The first panel of Figure 5b shows that the anti-V5 antibody pulled down more wtRACK1-V5 than RACKΔWD1-V5 because of the difference in expression levels. Thus, the high relative level of PKCβ1 and δ immunoprecipitated by RACKΔWD1, compared with wtRACK1, could indicate that the truncated protein has a preference for these isoforms. Specific inhibitors to PKCα, βI or δ did not allow identification of the PKC isoform that contributes most to the ERK activation (data not shown). Thus, PKCα, βI and δ may each have an important contribution to the activation of ERK in Ki-Ras transformed cells.

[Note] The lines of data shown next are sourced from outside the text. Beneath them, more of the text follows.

PR #2134, opened 2018-12-09
javac linter: fix handling of error messages containing ':' character

oaue:
Javac error messages containing a ':' character were reported as error by the javac linter.

### DIFF
--- a/ale_linters/java/javac.vim
+++ b/ale_linters/java/javac.vim
@@ -92,7 +92,7 @@ function! ale_linters#java#javac#Handle(buffer, lines) abort
     " Main.java:13: warning: [deprecation] donaught() in Testclass has been deprecated
     " Main.java:16: error: ';' expected
     let l:directory = expand('#' . a:buffer . ':p:h')
-    let l:pattern = '\v^(.*):(\d+): (.+):(.+)$'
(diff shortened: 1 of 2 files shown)


oaue:
Sorry, I wanted to write: Javac error messages containing a ':' character were reported as **warnings** by the javac linter.

The problem fixed it the pattern is that '+' is greedy. So, with the regexp `\v^(.*):(\d+): (.+):(.+)$`, the third () will match everything until the last ':'.

And l:match[3] is matched against 'error' to test if it's an error:

> 'type': l:match[3] is# 'error' ? 'E' : 'W',

It won't work for error messages containing ':' characters like "error: incompatible types: Bar cannot be converted to Foo", where l:match[3] will contain "error: incompatible types", instead of "error".

But it will work as expected if we replace '+' with it's non-greedy equivalent '{-1,}'  (:help non-greedy).

oaue:
I'm not sure if there is still something that block the merge of this request?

We have shown that both wtRACK1 and truncated RACK1 can take part in signal transduction complexes containing different PKC isoforms (Fig. 5b). In addition, the localization of truncated RACK1 was shown to be severely disrupted (Fig. 5a). Thus, the inhibition of Ki-Ras mediated signaling and of ERK activation in RACK1ΔWD1-expressing cells could be caused by defects in the correct localization of RACK1 interacting proteins. To investigate this further, we assayed the cellular localization of endogenous PKCα, βI and δ in the presence of RACK1ΔWD1 in cells treated with 6 nM TPA. Control cells transduced with the retroviral carrier vector accumulated PKCα at the plasma membrane, especially at lamellipodia, and formed typical TPA-induced cell protrusions (Fig. 6a, panels A and B). In RACK1ΔWD1 cells, the translocation of PKCα to the plasma membrane and lamellipodia was reduced, and the morphological change in response to TPA was inhibited (Fig. 6a, panels C and D). PKCδ showed a distinct translocation to the nucleus in response to TPA, and this nuclear accumulation was significantly reduced in RACK1ΔWD1 cells (Fig. 6b). In wild type cells, no clear PKCβI-translocation was observed in response to TPA, and thus the effect of RACK1ΔWD1 could not be studied (data not shown). These results indicate that expression of N-terminally truncated RACK1 affects translocation of activated PKCα and δ and has an impact on their downstream effects, as demonstrated by the lack of TPA-induced change in cellular morphology. The reduction in PKC translocation by RACK1ΔWD1-expression is one possible explanation to its inhibitory effect on Ki-Ras induced ERK activity and cellular transformation.